=== Section Start ===
PR #58, opened 2019-05-10
Avoid the need to set userland-proxy

davidfestal:
### What does this PR do?

Since, in the current Che implementation, **all plugin containers are run on the same POD** as the Theia IDE container, let's change the default behavior of the plugin brokers to **use `localhost` as the IP of side-car plugin endpoints**, instead of using the short service name, which, in some cases, cannot be reached.

https://github.com/eclipse/che/issues/11018

This should also fix issue https://github.com/redhat-developer/rh-che/issues/1371 as mentionned in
=== Section End ===
## [WHAT IS NEEDED]
Your answer must be a single number: the count of lines in the records that hold the word "https".

## [TASK RESULT]
2